DATA SUPPLIED:

PR #609, opened 2021-02-18
Introduce mechanism for obtaining XrContext off of XRSession

chrisfromwork:
For BabylonReactNative custom extensions we will need access to the underlying OpenXR XrInstance as well as other types. This pr demonstrates how we can expose a void pointer to a helper class specific to the xr session to obtain these types.

* IXrContext.h defines an ABI safe interface (work in progress) definition for the OpenXR XRSession.nativeExtension object
* Different xr platform implementations can populate their own underlying XRSession.nativeExtension and XRSession.nativeExtensionType values
* IXrContext.h and its dependency headers should be distributed in some form so that custom react-native-windows plugins can consume them

TODOs:
* we still need to define a model for enabling custom OpenXR extensions. In this review I have added XR_MSFT_PERCEPTION_ANCHOR_INTEROP_EXTENSION_NAME as an additional extension to enable surface reconstruction scenarios in custom react-native-windows plugins. In an ideal world, the custom plugin would be able to enable this OpenXR extension itself compared to requiring a change to BabylonNative
* we want to pick up napi changes from this review: https://github.com/BabylonJS/BabylonNative/pull/621


tymlipari:
I generally like the direction this is moving in. One comment though, I think we'll need this abstraction for more than just OpenXR, likely also for ARKit and ARCore too as we look into doing things like Azure service integration.

An approach that would work here would be to have `IXrContext` be a generic interface for all platforms, and then platform/framework-specific interfaces to get at the guts of each XR framework. So something like:

```cpp
struct IXrSession
{
    virtual bool TryGetContext(Uuid interfaceId, void** interfaceImpl) = 0;
};

struct IXrContextOpenXR
{
    virtual bool OPENXR_CONTEXT_INTERFACE_API IsInitialized() const = 0;
    ...
};

struct IXrContextARKit
{
    ...
};
```

If we pursue that path, another design piece worth considering is how to identify the different interface kinds. We _could_ just use an enum:

```cpp
enum class XrContextKind
{
    Unknown,
    OpenXR,
    ARKit
};

struct IXrSession
{
    virtual void TryGetContext(XrContextKind kind, void** contextImpl) = 0;
};
```

The challenge with this is if we ever need to add additional functions to the interfaces in the future. Because of ABI stability issues, you'd generally want to do subsequent additions as a separate versioned interface, making the enum path harder.

chrisfromwork:
> I generally like the direction this is moving in. One comment though, I think we'll need this abstraction for more than just OpenXR, likely also for ARKit and ARCore too as we look into doing things like Azure service integration.
> 
> An approach that would work here would be to have `IXrContext` be a generic interface for all platforms, and then platform/framework-specific interfaces to get at the guts of each XR framework. So something like:
> 
> ```c++
> struct IXrSession
> {
>     virtual bool TryGetContext(Uuid interfaceId, void** interfaceImpl) = 0;
> };
> 
> struct IXrContextOpenXR
> {
>     virtual bool OPENXR_CONTEXT_INTERFACE_API IsInitialized() const = 0;
>     ...
> };
> 
> struct IXrContextARKit
> {
>     ...
> };
> ```
> 
> If we pursue that path, another design piece worth considering is how to identify the different interface kinds. We _could_ just use an enum:
> 
> ```c++
> enum class XrContextKind
> {
>     Unknown,
>     OpenXR,
>     ARKit
> };
> 
> struct IXrSession
> {
>     virtual bool TryGetContext(XrContextKind kind, void** contextImpl) = 0;
> };
> ```
> 
> The challenge with this is if we ever need to add additional functions to the interfaces in the future. Because of ABI stability issues, you'd generally want to do subsequent additions as a separate versioned interface, making the enum path harder.

I'm not a huge fan of the enum path. If we end up exposing any amount of this information in the javascript layer it'll likely end up a string.

Do we really need different platforms to reference a shared header? XrContext.h is only included in openxr/uwp cmake generated BabylonNative builds currently. We will always have platform specific content referenced in IXrContext* definitions. we are exposing a nativeExtensionType string that can be used to infer what platform the void pointer corresponds to.

Dependencies/xr/Source/OpenXR/XrSupportedExtensions.h
```diff
@@ -28,6 +28,9 @@ namespace xr
             DepthExtensionSupported = TryEnableExtension(XR_KHR_COMPOSITION_LAYER_DEPTH_EXTENSION_NAME);
             UnboundedRefSpaceSupported = TryEnableExtension(XR_MSFT_UNBOUNDED_REFERENCE_SPACE_EXTENSION_NAME);
             SpatialAnchorSupported = TryEnableExtension(XR_MSFT_SPATIAL_ANCHOR_EXTENSION_NAME);
+            SpatialAnchorInteropSupported =
+                TryEnableExtension(XR_MSFT_PERCEPTION_ANCHOR_INTEROP_EXTENSION_NAME) ||
+                TryEnableExtension("XR_MSFT_perception_anchor_interop_preview");
```
chrisfromwork, line 33: TODO: revert

Dependencies/xr/Source/OpenXR/include/IXrContext.h
```diff
@@ -0,0 +1,30 @@
...
+    #define OPENXR_CONTEXT_INTERFACE_API __stdcall
+#elif defined(__MACH__) || defined(__ANDROID__) || defined(__linux__) || defined(LUMIN)
+    #define OPENXR_CONTEXT_INTERFACE_API
+#else
+    #define OPENXR_CONTEXT_INTERFACE_API
+#endif
+
+typedef struct IXrContext
+{
+    virtual bool OPENXR_CONTEXT_INTERFACE_API IsInitialized() const = 0;
```
yl-msft, line 19: will the consumer side use this bool differently than simply test "Instance() == 0"?

yl-msft (approved):

Dependencies/xr/Source/OpenXR/include/IXrContext.h
chrisfromwork: we currently use this to ensure the session is running

Dependencies/xr/Source/OpenXR/include/XrContextHelper.h
```diff
@@ -0,0 +1,23 @@
+#pragma once
+
+#include "jsi/jsi.h"
+#include "IXrContext.h"
+
+namespace BabylonReactNative
+{
+    bool TryGetXrContext(facebook::jsi::Runtime& jsiRuntime, const facebook::jsi::Value& xrSession, IXrContext*& xrContext)
```
tymlipari, line 8: >bool TryGetXrContext [](start = 4, length = 20)

Is this header meant to be the entry point for native modules? If so, perhaps we should use a `#if __has_include("jsi/jsi.h")` guard against the JSI stuff (thinking of a future where we might want an equivalent NAPI version or something).

Dependencies/xr/Source/OpenXR/XrRegistry.h
```diff
@@ -1,25 +1,31 @@
...
-        bool IsInitialized() const;
-        XrInstance Instance() const;
-        XrSystemId SystemId() const;
-        XrTime DisplayTime() const;
-        const std::unique_ptr<XrSupportedExtensions>& Extensions() const;
-        const XrSession Session() const;
-        const XrSessionState State() const;
-        const XrSpace Space() const;
+
+        virtual bool OPENXR_CONTEXT_INTERFACE_API IsInitialized() const override;
```
tymlipari, line 15: >virtual [](start = 8, length = 7)

nit: `override` implies `virtual` so this is extraneous. Not sure what the style preferences are for this repo though.

Dependencies/xr/Source/OpenXR/include/XrContextHelper.h
chrisfromwork: we assume that this header will only be used when jsi is present. It isn't built in any BabylonNative lib currently. this safe guard seems like a cool addition though, so i will look at to add it :)

Dependencies/xr/Source/OpenXR/XR.cpp
```diff
@@ -60,21 +60,28 @@ namespace xr
...
+    bool OPENXR_CONTEXT_INTERFACE_API XrSessionContext::IsInitialized() const
     {
         return ContextImpl->Session.Get() != XR_NULL_HANDLE &&
             ContextImpl->SceneSpace.Get() != XR_NULL_HANDLE &&
             ContextImpl->State != XrSessionState::XR_SESSION_STATE_UNKNOWN;
     }
-    XrInstance XrSessionContext::Instance() const { return ContextImpl->Instance.Get(); }
-    XrSystemId XrSessionContext::SystemId() const { return ContextImpl->SystemId; }
-    XrTime XrSessionContext::DisplayTime() const { return ContextImpl->DisplayTime; }
+    xr::ExtensionDispatchTable* OPENXR_CONTEXT_INTERFACE_API XrSessionContext::ExtensionDispatchTable() const { return ContextImpl->Extensions.get(); }
```
tymlipari, line 69: >r::ExtensionDis [](start = 5, length = 15)

Maybe space these out a little?

Dependencies/xr/Source/OpenXR/include/IXrContext.h
```diff
@@ -0,0 +1,30 @@
...
+    #define OPENXR_CONTEXT_INTERFACE_API __stdcall
+#elif defined(WIN32) || defined(_WIN32) || defined(__WIN32__) || defined(_WIN64) || defined(WINAPI_FAMILY)
+    #define OPENXR_CONTEXT_INTERFACE_API __stdcall
+#elif defined(__MACH__) || defined(__ANDROID__) || defined(__linux__) || defined(LUMIN)
+    #define OPENXR_CONTEXT_INTERFACE_API
+#else
+    #define OPENXR_CONTEXT_INTERFACE_API
+#endif
+
+typedef struct IXrContext
```
tymlipari, line 17: >IXrContext [](start = 15, length = 10)

Discussed offline, let's disambiguate this name to be OpenXR-specific

Plugins/NativeXr/Source/NativeXr.cpp
```diff
@@ -2310,7 +2322,7 @@ namespace Babylon
                         InstanceMethod("trySetFeaturePointCloudEnabled", &XRSession::TrySetFeaturePointCloudEnabled),
                         InstanceMethod("trySetPreferredPlaneDetectorOptions", &XRSession::TrySetPreferredPlaneDetectorOptions),
                         InstanceMethod("trySetMeshDetectorEnabled", &XRSession::TrySetMeshDetectorEnabled),
-                        InstanceMethod("trySetPreferredMeshDetectorOptions", &XRSession::TrySetPreferredMeshDetectorOptions),
+                        InstanceMethod("trySetPreferredMeshDetectorOptions", &XRSession::TrySetPreferredMeshDetectorOptions)
```
tymlipari, line 2325: >) [](start = 123, length = 1)

nit: may want to restore the `,` it's useful to leave a trailing one so that future diffs and merge conflicts don't have issues

tymlipari (approved):
:shipit:

Dependencies/xr/Source/OpenXR/include/IXrContext.h
chrisfromwork: sounds good

Dependencies/xr/Source/OpenXR/Include/XrContextHelperOpenXR.h
```diff
@@ -0,0 +1,25 @@
+#pragma once
+
+#if __has_include("jsi/jsi.h")
```
ryantrem, line 3: It didn't click for me earlier when we chatted that this would be in BabylonNative. Would it make more sense to just include this file in BabylonReactNative? It's a bit weird to split it that way, but it's also a bit weird to have any publicly exposed interface that uses jsi directly in BabylonNative.

Dependencies/xr/CMakeLists.txt
```diff
@@ -26,6 +26,8 @@ else()
     endif()
 
     set(SOURCES ${SOURCES}
+        "Source/OpenXR/Include/IXrContextOpenXR.h"
+        "Source/OpenXR/Include/XrContextHelperOpenXR.h"
```
syntheticmagus, line 30: This line should be excluded, right? This isn't for Babylon Native, it's for other consumers, unless I misunderstand its purpose.

chrisfromwork: this is only added for easing the developer process. This file doesn't get included in any static libs, the helper function also isn't enabled by default in BabylonNative. it does however allow you to view and edit the file in the cmake generated visual studio solution

chrisfromwork: moving to BabylonReactNative

Dependencies/xr/Source/OpenXR/Include/XrContextHelperOpenXR.h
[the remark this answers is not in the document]
chrisfromwork: moving to BabylonReactNative

chrisfromwork: moving to BabylonReactNative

WORK REQUIRED:
From the data above, say how many lines include "comment", and write nothing but the number.

ANSWER SPACE:
2